(Stored data Opens)

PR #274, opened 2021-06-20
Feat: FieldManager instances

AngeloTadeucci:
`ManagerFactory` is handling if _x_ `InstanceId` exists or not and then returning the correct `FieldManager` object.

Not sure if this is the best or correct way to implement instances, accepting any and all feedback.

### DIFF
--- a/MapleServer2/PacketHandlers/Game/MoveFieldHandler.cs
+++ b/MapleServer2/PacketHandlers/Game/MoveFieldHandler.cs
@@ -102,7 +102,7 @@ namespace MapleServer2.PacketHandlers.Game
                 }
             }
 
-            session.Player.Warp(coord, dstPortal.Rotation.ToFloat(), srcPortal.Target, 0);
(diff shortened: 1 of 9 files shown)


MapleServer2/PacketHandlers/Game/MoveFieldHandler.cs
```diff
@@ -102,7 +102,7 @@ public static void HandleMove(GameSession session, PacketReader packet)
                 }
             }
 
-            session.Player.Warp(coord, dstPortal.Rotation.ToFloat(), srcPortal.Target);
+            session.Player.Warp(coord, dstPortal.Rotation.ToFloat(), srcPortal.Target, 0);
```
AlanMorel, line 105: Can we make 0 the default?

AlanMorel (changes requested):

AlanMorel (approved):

(Stored data Closes)

→ What to work on:
What you return must match the records exactly, down to the last line.

→ Solution below:
PR #274, opened 2021-06-20
Feat: FieldManager instances

AngeloTadeucci:
`ManagerFactory` is handling if _x_ `InstanceId` exists or not and then returning the correct `FieldManager` object.

Not sure if this is the best or correct way to implement instances, accepting any and all feedback.

### DIFF
--- a/MapleServer2/PacketHandlers/Game/MoveFieldHandler.cs
+++ b/MapleServer2/PacketHandlers/Game/MoveFieldHandler.cs
@@ -102,7 +102,7 @@ namespace MapleServer2.PacketHandlers.Game
                 }
             }
 
-            session.Player.Warp(coord, dstPortal.Rotation.ToFloat(), srcPortal.Target, 0);
(diff shortened: 1 of 9 files shown)


MapleServer2/PacketHandlers/Game/MoveFieldHandler.cs
```diff
@@ -102,7 +102,7 @@ public static void HandleMove(GameSession session, PacketReader packet)
                 }
             }
 
-            session.Player.Warp(coord, dstPortal.Rotation.ToFloat(), srcPortal.Target);
+            session.Player.Warp(coord, dstPortal.Rotation.ToFloat(), srcPortal.Target, 0);
```
AlanMorel, line 105: Can we make 0 the default?

AlanMorel (changes requested):

AlanMorel (approved):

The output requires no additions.